New figures from Aberdeen Grampian Chamber of Commerce (AGCC) revealed spending at the event was up by £1.14 per head year-on-year.
However, the number of visitors dropped from 515,972 in 2016 to 400,000 in 2017.
Councillors on Aberdeen City Council’s city growth and resources committee got the chance to grill the local authority and Aberdeen Inspired, who run the event in partnership.
Mr Watson said he accepted there were a number of challenges affecting last year’s event – including the incomplete Broad Street site and adverse weather – but stressed that the feedback was helpful for planning the next Christmas Village.
“We welcome constructive criticism, and we don’t mark our own homework. We like others to give us feedback and tell us how they think we can do better,” he said.
“One of the reasons we’re yet to announce this year’s programme is because we want to ensure we take into account all that feedback to make sure this year is as good as it can be.
“Our plans are ambitious for the coming festive period.”
During the meeting SNP group leader Stephen Flynn questioned why only 8% of those surveyed came from the rest of Scotland, and whether more would be done to attract people from cities such as Dundee, Perth and Inverness.
Mr Watson said: “We know we have to adapt, and we want to improve, and that is what we will be looking to do this year.
“While it may be that 8% of the visitors were from other parts of Scotland and the UK, we have to remember that one of our goals is to provide entertainment for the people of Aberdeen and Aberdeenshire in what is the regional capital, and we believe we did that.”

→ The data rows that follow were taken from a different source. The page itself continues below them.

PR #882, opened 2020-12-11
fix logs showing ipkey instead of address string

chappjc:
This fixes some log statements in dex/ws that were showing the illegible ip key.

NOTE: I'm still considering changing `dex.IPKey` to a full `net.IPv6len` array and using a CIDR mask in `NewIPKey` instead of a partial copy so that the `IPKey` can be converted to an IP string, right now it is an irreversible conversion from a `net.IP` to a `dex.IPKey` (can no longer distinguish ipv4 from ipv6).  Making this change would allow passing only the `IPKey` (or a `net.IP`) to the `WSLink` constructor, and the address string could be extracted on construction instead of passed as another input.

### DIFF
--- a/dex/ip.go
+++ b/dex/ip.go
@@ -5,6 +5,7 @@ package dex
 
 import (
 	"net"
+	"strings"
 )
 
 // IPKey is a IP address byte array.
@@ -16,18 +17,21 @@ func NewIPKey(addr string) IPKey {
 	host, _, err := net.SplitHostPort(addr)
 	if err == nil && host != "" {
 		addr = host
+	} else {
+		// If SplitHostPort failed, IPv6 addresses may still have brackets.
+		addr = strings.Trim(addr, "[]")
 	}
 
 	ip := net.ParseIP(addr)
 	if ip == nil {
-		return IPKey{}
+		return IPKey{} // i.e. net.IPv6unspecified
 	}
 	// IPv4 is encoded in a net.IP of length IPv6len as
 	// 00:00:00:00:00:00:00:00:00:00:ff:ff:xx:xx:xx:xx
 	// Thus, must copy all 16 bytes for IPv4.
 	N := net.IPv6len
-	if ip.To4() == nil {
-		// Drop the last 64 bits (interface) of IPv6 addresses.
+	if ip.To4() == nil && !ip.Equal(net.IPv6loopback) {
+		// Drop the last 64 bits (interface) of non-loopback IPv6 addresses.
 		N = net.IPv6len / 2 // i.e. ip = ip.Mask(net.CIDRMask(64, 128))
 	}
 	var ipKey IPKey
--- a/dex/ip.go
+++ b/dex/ip.go
@@ -7,22 +7,38 @@ import (
 	"net"
 )
 
-// IPKey is a IP address byte array. For an IPV6 address, the IPKey drops the
-// interface identifier, which is the second half of the address.
-type IPKey [net.IPv6len / 2]byte
+// IPKey is a IP address byte array.
+type IPKey [net.IPv6len]byte
 
-// NewIPKey parses an IP address string into an IPKey.
+// NewIPKey parses an IP address string into an IPKey. For an IPV6 address, this
+// drops the interface identifier, which is the second half of the address
 func NewIPKey(addr string) IPKey {
 	host, _, err := net.SplitHostPort(addr)
 	if err == nil && host != "" {
 		addr = host
 	}
-	netIP := net.ParseIP(addr)
-	ip := netIP.To4()
+
+	ip := net.ParseIP(addr)
 	if ip == nil {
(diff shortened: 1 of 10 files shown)


buck54321 (approved):

dex/ws/wslink.go
```diff
@@ -354,7 +354,7 @@ func (c *WSLink) outHandler(ctx context.Context) {
 		// need to drain it, just the outQueue so SendNow never hangs.
 
 		c.log.Tracef("Sent %d and dropped %d messages to %v before shutdown.",
-			writeCount, lostCount, c.ip)
+			writeCount, lostCount, c.addr)
 	}()
```
JoeGruffins, line 358: I'm not seeing anything locally now. Doesn't output with loopback?
```
2020-12-18 16:19:42.443 [DBG] AUTH: Link down: id=2, ip=.
2020-12-18 16:19:42.443 [TRC] COMM[WS]: Sent 5 and dropped 0 messages to  before shutdown.
```

chappjc: Bug.  Going back in...

dex/ws/wslink.go
```diff
@@ -88,9 +86,9 @@ type sendData struct {
 }
 
 // NewWSLink is a constructor for a new WSLink.
-func NewWSLink(ip dex.IPKey, addr string, conn Connection, pingPeriod time.Duration, handler func(*msgjson.Message) *msgjson.Error, logger dex.Logger) *WSLink {
+func NewWSLink(addr string, conn Connection, pingPeriod time.Duration, handler func(*msgjson.Message) *msgjson.Error, logger dex.Logger) *WSLink {
 	return &WSLink{
-		ip:         ip,
+		addr:       addr,
```
chappjc, line 91: `addr` was dropped.  However, only `server/comms.Server` needs the `dex.IPKey` for rate limiting and banishing.

dex/ws/wslink_test.go
```diff
@@ -115,7 +115,8 @@ func TestWSLink_handleMessageRecover(t *testing.T) {
 		inMsg: make(chan []byte, 1),
 		inErr: make(chan error, 1),
 	}
-	wsLink := NewWSLink(dex.IPKey{}, "addr", conn, time.Second, inMsgHandler, tLogger)
+	ipk := dex.IPKey{0, 0, 0, 0, 0, 0, 0, 0, 0, 0, 255, 255 /* ipv4 */, 127, 0, 0, 1}
+	wsLink := NewWSLink(ipk.String(), conn, time.Second, inMsgHandler, tLogger)
```
chappjc, line 119: As I mentioned, dex.IPKey is only needed in server/comms, but this is here for an example in the test.

dex/ws/wslink.go
chappjc: Sorry, guys, I decided to rework this a little more thoroughly.

Logging is now as before:

dcrdex (client accessing)

```
[DBG] COMM: Starting websocket handler for 127.0.0.1:37068
[TRC] COMM: New websocket client 127.0.0.1
[TRC] COMM[WS]: Starting websocket messaging with peer 127.0.0.1
...
[TRC] COMM[WS]: Sent 11 and dropped 0 messages to 127.0.0.1 before shutdown.
[DBG] AUTH: Link down: id=0, ip=127.0.0.1.
[TRC] COMM: Disconnected websocket client 127.0.0.1
```

dexc (browser accessing)

```
[DBG] WEB[WS]: New websocket client 127.0.0.1:55064
[TRC] WEB[WS][127.0.0.1:55064]: Starting websocket messaging with peer 127.0.0.1:55064
...
[TRC] WEB[WS][127.0.0.1:55064]: Sent 4 and dropped 0 messages to 127.0.0.1:55064 before shutdown.
[TRC] WEB[WS]: Disconnected websocket client 127.0.0.1:55064
```

I changed `dex.IPKey` so the address is recoverable, and I limited its use to `server/comms.Server` where it is actually used for rate limiting and banishment.

dex/ip.go
```diff
@@ -16,18 +17,21 @@ func NewIPKey(addr string) IPKey {
...
-		return IPKey{}
+		return IPKey{} // i.e. net.IPv6unspecified
 	}
 	// IPv4 is encoded in a net.IP of length IPv6len as
 	// 00:00:00:00:00:00:00:00:00:00:ff:ff:xx:xx:xx:xx
 	// Thus, must copy all 16 bytes for IPv4.
 	N := net.IPv6len
-	if ip.To4() == nil {
-		// Drop the last 64 bits (interface) of IPv6 addresses.
+	if ip.To4() == nil && !ip.Equal(net.IPv6loopback) {
```
chappjc, line 33: So the interface bits aren't masked out if the address is IPv6 loopback.

JoeGruffins (approved):

buck54321 (approved):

A total of 11 businesses shared their views on the Christmas Village via the online survey, with the majority not agreeing it had a positive impact on business and 36% rating it “poor” and the same percentage rating it “very poor”.

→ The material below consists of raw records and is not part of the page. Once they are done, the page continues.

Issue #884, opened 2020-12-11
cannot change wallet settings with active swaps


chappjc:
I've always suggested users not change wallet config with active swaps, but I've just tested it on simnet and the dcr wallet can't get counterparty swap confs

```
2020-12-11 14:50:13.375 [ERR] CORE: Failed to get confirmations of the counter-party's swap cf37027a1d903645f44c958c4dde072603ad1598865279c29845e04dbe06d9d4:0 (dcr) for match 30c87404f5aa47aca004a1781879b9c8468d137e9af74f76781a803f8d5d7955, order be1dabef8d48842fd557437b86ce3dd7a558ce774b8858f82777b661a47d7bcd
```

Richard Sweetnam, chief officer for city growth, said: “The evaluation relates to the 2017 village and event, and pretty soon after that the various stakeholders had a wash-up meeting where all those concerns where taken on board for the 2018 event.”
Mr Watson said: “We faced a number of challenges last year. While we appreciate the hard work of our partner Aberdeen City Council to provide Broad Street as a venue, it’s fair to say Broad Street was a work in progress last winter – whereas it is now finished, and that will make this year’s events even better.
“We also faced the challenge of Storm Caroline, which brought high winds and ultimately forced the Christmas Village to close for a period, and for events to be cancelled on one of the busiest weekends of the Christmas period.
“Overall, the weather was much worse than the previous Christmas.”
Members of the committee agreed to discuss future delivery of the event as part of its budget-setting process next year.
The local authority has committed £150,000 for the running of this year’s village.
Mr Watson said: “We know we have to adapt, and we want to improve. That is what we will be looking to do this year.
“One of the best moments of the Christmas Village was a day when we invited people with special needs from a wide range of organisations across the north-east to the market.
“We were able to give the guests free rides and refreshments. It was a very special day.
“Sometimes it is important to consider quality as well as quantity.”